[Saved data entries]
Issue #6812, opened 2026-09-05
DECIDED + MEASURED: wire OCaml's vendored tree-sitter grammar — the regex depth walker gets 230 of 408 inherit attributions WRONG (precision 48.3%); fixture and evidence shipped, the wiring is what remains


cajasmota:
OCaml has a vendored tree-sitter grammar that is registered and never used — the extractor is 100% regex, and `inherit` is the case where that costs correctness.

## The finding

`internal/extractors/ocaml/extractor.go` is **610 lines and contains zero occurrences of `TSTree`** (verified by count at `8dc150619`). Every construct is matched with `regexp.MustCompile`.

Meanwhile OCaml **is** wired into the tree-sitter layer:

- `internal/treesitter/adapters.go:51` declares `migratedLanguages`, documented as "maps each supported language to its official ts.Language".
- `:69` — `"ocaml": tsocaml.Language()` — registers the vendored grammar.
- `:22` imports it; `:109` even carries an OCaml smoke sample (`let f x = x + 1`).

So the grammar is vendored, compiled in, and reachable, and the extractor never asks for it.

## Why this matters more for OCaml than for the other regex extractors

This surfaced while grounding #6370, which tracks languages that emit no `EXTENDS`/`IMPLEMENTS`. OCaml is one of the remaining ones, and it is the only entry on that list where a grammar is already available.

The reason it matters is that in OCaml, **`inherit` only means inheritance inside `object … end`**. Outside that context the same keyword is not a class-inheritance edge. That is precisely the kind of context a CST gives you for free, and precisely what a regex has to approximate — the extractor already hand-rolls a depth walker at `:422` to fake structural context.

Unlike groovy, there is no ERROR-node collapse pushing us back toward text scanning.

## Two options, and the tradeoff

**(a) Add `inherit` handling as more regex**, matching the shape of the other seven #6370 languages (erlang, graphql, nim, pony, lisp shipped so far). Small, consistent, and lands with the rest of the batch — but it grows the depth-walker approximation rather than replacing it, in the one place where the approximation is most likely to be wrong.

**(b) Wire the existing grammar** and derive `inherit` from the CST. Bigger diff, and it touches parsing for every OCaml construct rather than just hierarchy, so it needs its own measurement and its own review. But it removes the approximation instead of extending it.

[...]

Issue #6370, opened 2026-08-19
DONE (8/8): erlang, graphql, nim, pony, lisp, clojure, ocaml, razor all ship hierarchy edges — the nine-language silence audit is complete


cajasmota:
#6326 asked, at the end, whether any *other* language is silently emitting no hierarchy edges. It is. This is that audit, filed separately so #6326 stays closed on what it fixed.

A language gets EXTENDS/IMPLEMENTS by one of two paths: its own extractor emits them, or it is registered in `supportedLanguages` (`internal/extractors/cross/hierarchy/extractor.go:1018`) with a matching arm in the dispatch switch (`:1046`). **Nine languages with a real inheritance construct are in neither.** Their graphs have no inheritance topology at all, and nothing reports that — a user asking "what extends this type" gets an empty answer indistinguishable from "nothing does". Same silence class as #6321 and pre-fix F#.

## What was searched, and where

Stated separately from what was concluded, because this repo has shipped repeated enumeration-totality errors and an audit is exactly where that hurts.

Over all 60 directories under `internal/extractors/` (excluding `cross/`, `assembly/`, `testdata/`, `sresolver/`):

1. `grep -rE '"(EXTENDS|IMPLEMENTS)"'` across `*.go`, split non-test vs test-only, classifying each package EMITS / NOEMIT.
2. `grep -roE 'Register\("[a-z0-9_]+"'` per package to recover the **language tokens actually registered** rather than directory names — this matters: `golang`→`go`, `javascript`→`javascript typescript`, `lisp`→`commonlisp racket scheme`, `verilog`→`verilog systemverilog`, `hcl`→`hcl terraform`, `cpp`→`c cpp`, `proto`→`protobuf`. A directory-name comparison would have produced a wrong answer here.
3. Cross-referenced against the 14-entry `supportedLanguages` map.
4. For each gap, grepped the extractor for that language's actual inheritance construct, to separate *never parsed* from *parsed then dropped*.

**Steps 1-3 are exhaustive over the registered extractor set.** Step 4's judgement — "does this language have inheritance worth modelling" — is judgement, not a search, so the table below is ranked rather than claimed total.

[REQUIRED ACTION] Your response should be the lines of the entries above that include the string "opened".

[RESPONSE TO THE EXERCISE]
Issue #6812, opened 2026-09-05
Issue #6370, opened 2026-08-19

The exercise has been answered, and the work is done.